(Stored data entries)
##########
PR #144, opened 2021-11-02
Avoid warning about partial matching

maurolepore:
`devtools::test()` used to yield this warning which is now fixed:
    

    Warning (test-annual_pd_change_sector_shock_year.R:14:3): production trajectories function returns a ggplot object
    partial argument match of 'shock_year' to 'shock_year_filter'

### DIFF
--- a/tests/testthat/test-annual_pd_change_sector_shock_year.R
+++ b/tests/testthat/test-annual_pd_change_sector_shock_year.R
@@ -13,7 +13,7 @@ test_that("production trajectories function returns a ggplot object", {
 
   test_plot <- annual_pd_change_sector_shock_year(
     data = test_input_graph,
-    shock_year = test_shock_year,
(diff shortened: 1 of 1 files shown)


MirijaHa (approved):
May I ask how you spotted this warning? Neither when running devtools::test() not devtools::check() I can repro it. I use the most recent version of testthat (3.1.0) and did no funny business on customizing warning options or alike?

maurolepore:
Probabbly because my .Rprofile includes this:

```r
options(
  warnPartialMatchArgs = TRUE,
  warnPartialMatchDollar = TRUE,
  warnPartialMatchAttr = TRUE
)
```

https://github.com/maurolepore/dotfiles/blob/ead3aa1c42d019a8619ad0af471c21da24f39087/Rprofile#L29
##########
Task requirements:
Print the records verbatim, stopping after the "--- a/tests/testthat/test-annual_pd_change_sector_shock_year.R" line.

Answer box:
PR #144, opened 2021-11-02
Avoid warning about partial matching

maurolepore:
`devtools::test()` used to yield this warning which is now fixed:
    

    Warning (test-annual_pd_change_sector_shock_year.R:14:3): production trajectories function returns a ggplot object
    partial argument match of 'shock_year' to 'shock_year_filter'

### DIFF
--- a/tests/testthat/test-annual_pd_change_sector_shock_year.R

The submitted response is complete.